Tytuł: Zwarcie
Miejsce akcji: Twierdza Nighta
Czas akcji: gdzieś między 2 a 3 rozdziałem
Dopisek: Pisałam to długo, ale zrobiłam i jestem dumna, że to skończyłam. Jest moc!/fuzje NIghta i Inka jako coś takiego jak jest w mediach
Ink leżał na łóżku i próbował coś robić, ale ilekroć chciał się ruszyć nic się nie działo.

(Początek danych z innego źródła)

PR #209, opened 2021-03-04
Update codeql-analysis.yml

massdosage:
The CodeQL GitHub action is failing as its decided to start using Java 11 instead of 8 (probably due to some change in `ubuntu-latest`) and WaggleDance doesn't build on Java 11. So this change sets the Java version to 8.

### DIFF
--- a/.github/workflows/codeql-analysis.yml
+++ b/.github/workflows/codeql-analysis.yml
@@ -9,7 +9,7 @@ on:
 jobs:
   CodeQL-Build:
 
-    runs-on: ubuntu-latest
+    runs-on: ubuntu-18.04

Nightmare wszedł do środka i natychmiast został obdarzony wrogim spojrzeniem.
- Wypuść mnie – zażądał mniejszy.
- Zostałeś oszukany i porwany na moją komendę, czemu miałbym cię wypuścić? – spytał zaczepnie.
- A po co chcesz mnie tu trzymać? – prychnął w odpowiedzi Ink. NM uśmiechnął się chytrze.

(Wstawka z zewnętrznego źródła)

PR #211, opened 2021-03-04
skip presto view parsing

patduin:


waggle-dance-core/src/main/java/com/hotels/bdp/waggledance/mapping/model/ASTQueryMapping.java
```diff
@@ -39,11 +39,16 @@
...
   INSTANCE;
 
+  private static final String PRESTO_VIEW_MARKER = "/* Presto View";
   private final static String RE_WORD_BOUNDARY = "\\b";
   private final static Comparator<CommonToken> ON_START_INDEX = Comparator.comparingInt(CommonToken::getStartIndex);
 
   @Override
   public String transformOutboundDatabaseName(MetaStoreMapping metaStoreMapping, String query) {
+    if (hasMarker(query)) {
+      // skipping query that are not "Hive" view queries. We can't parse those.
```
andreeapad, line 49:
```suggestion
      // skipping queries that are not "Hive" view queries. We can't parse those.
```

CHANGELOG.md
```diff
@@ -1,6 +1,7 @@
 ## [3.9.1] - TBD
 ### Fixed
 * Null pointer exception when creating a metastore tunnel by adding a check for null `configuration-properties`.
+* Fixing issue where Presto view are cannot be parsed resulting in errors.
```
andreeapad, line 4:
```suggestion
* Fixing issue where Presto views cannot be parsed resulting in errors.
```

waggle-dance-core/src/main/java/com/hotels/bdp/waggledance/mapping/model/DatabaseMappingImpl.java
```diff
@@ -88,7 +88,15 @@ public MetaStoreFilterHook getMetastoreFilter() {
 
   @Override
   public Table transformOutboundTable(Table table) {
-    table.setDbName(metaStoreMapping.transformOutboundDatabaseName(table.getDbName()));
+    String originalDatabaseName = table.getDbName();
+    String databaseName = metaStoreMapping.transformOutboundDatabaseName(originalDatabaseName);
+    table.setDbName(databaseName);
+    if (databaseName.equalsIgnoreCase(originalDatabaseName)) {
+      // Skip all the view parsing if nothing is going to change, the parsing is not without problems and we can't catch
```
andreeapad, line 95: is it worth keeping the code on line 123 since that will throw an error still?

andreeapad: the original can't have the same string as the extended cause it also needs the colon. if we add it will it still throw an error?

waggle-dance-core/src/test/java/com/hotels/bdp/waggledance/mapping/model/ASTQueryMappingTest.java
```diff
@@ -38,8 +38,27 @@
...
+        new DefaultMetaStoreFilterHookImpl(new HiveConf())));
+  }
+
+  @Test
+  public void transformOutboundDatabaseNamePrestoMarker() {
+    ASTQueryMapping queryMapping = ASTQueryMapping.INSTANCE;
+
+    String query = "/* Presto View */";
+
+    assertThat(queryMapping.transformOutboundDatabaseName(metaStoreMapping, query), is("/* Presto View */"));
```
massdosage, line 51:
```suggestion
    assertThat(queryMapping.transformOutboundDatabaseName(metaStoreMapping, query), is(query));
```

waggle-dance-core/src/test/java/com/hotels/bdp/waggledance/mapping/model/ASTQueryMappingTest.java
```diff
@@ -38,8 +38,27 @@
...
+  }
+
+  @Test
+  public void transformOutboundDatabaseNamePrestoExpandedTextMarker() {
+    ASTQueryMapping queryMapping = ASTQueryMapping.INSTANCE;
+
+    String query = "/* Presto View: <base64 of view sql> */";
+
+    assertThat(queryMapping.transformOutboundDatabaseName(metaStoreMapping, query),
+        is("/* Presto View: <base64 of view sql> */"));
```
massdosage, line 61:
```suggestion
        is(query));
```

waggle-dance-core/src/main/java/com/hotels/bdp/waggledance/mapping/model/DatabaseMappingImpl.java
```diff
@@ -88,7 +88,15 @@ public MetaStoreFilterHook getMetastoreFilter() {
 
   @Override
   public Table transformOutboundTable(Table table) {
-    table.setDbName(metaStoreMapping.transformOutboundDatabaseName(table.getDbName()));
+    String originalDatabaseName = table.getDbName();
+    String databaseName = metaStoreMapping.transformOutboundDatabaseName(originalDatabaseName);
+    table.setDbName(databaseName);
+    if (databaseName.equalsIgnoreCase(originalDatabaseName)) {
```
massdosage, line 94: I don't understand what's going on here - why is the db name the same in this case?

massdosage (changes requested):

waggle-dance-core/src/main/java/com/hotels/bdp/waggledance/mapping/model/DatabaseMappingImpl.java
patduin: I don't know if it is that's why I'm checking:
if our transform didn't change the databasename we don't need to try and do the parsing just return the table as is (nothing would have changed).

This creeped in when we removed the IdentityMapping (which was just returning table for non prefixed metastores). So the if will mimic that behaviour again.

waggle-dance-core/src/main/java/com/hotels/bdp/waggledance/mapping/model/DatabaseMappingImpl.java
patduin: I return the table in this if so we'll not even try to parse.

andreeapad: yes, but if the database name is different it will still throw an error

patduin: No because I skip parsing in the parser class for Presto markers. The if in here is to ensure other crazy markers don't also through errors. The code here is to basically get back to same support as in pre WD 3.6.0. WD 3.7.0 introduced the problems.
If we really have to support Presto I got this follow up: https://github.com/HotelsDotCom/waggle-dance/issues/212

andreeapad (approved):

waggle-dance-core/src/main/java/com/hotels/bdp/waggledance/mapping/model/ASTQueryMapping.java
```diff
@@ -56,6 +61,13 @@ public String transformOutboundDatabaseName(MetaStoreMapping metaStoreMapping, S
     return result.toString();
   }
 
+  boolean hasMarker(String query) {
```
barnharts4, line 64: The function name `hasMarker` isn't super descriptive.  Can we change it to something like `hasIncompatibleViewMarker`, or `hasPrestoViewMarker`, or `hasNonHiveViewMarker`, or something like that?

patduin: sure I like `hasNonHiveViewMarker`

barnharts4 (approved):

waggle-dance-core/src/main/java/com/hotels/bdp/waggledance/mapping/model/DatabaseMappingImpl.java
massdosage: OK, thanks for creating that issue. So for now we'll return the Presto view "as is" but that could mean it won't actually work since it doesn't have the correct prefixes and that's what #212 is all about.

massdosage (approved):

waggle-dance-core/src/main/java/com/hotels/bdp/waggledance/mapping/model/DatabaseMappingImpl.java
patduin: correct this is fixing and reverting old behaviour. Make it work again if there are no prefixes to remove.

- Żeby rządzić multiwersem? Pokazać swoją wyższość? Pozbyć się uciążliwych przeszkód? Jest wiele powodów.
- Palant –burknął cicho Ink i nadal próbował się ruszyć. Ale Nightmare tamto usłyszał. Podszedł gniewie do Inka i zrucił z szyi Inka szal, po czym podniósł go do góry za bark.
- Słuchaj mnie uważnie albo okażesz mi szacunek, albo użyję tego – nacisnął na krawędź krążka – żeby cię porządnie skrzywdzić – warknął.
Ink znów spróbował się ruszyć i nagle poczuł ból na szyi, a potem przycisk odpadł. Musiał dobrze to teraz rozegrać.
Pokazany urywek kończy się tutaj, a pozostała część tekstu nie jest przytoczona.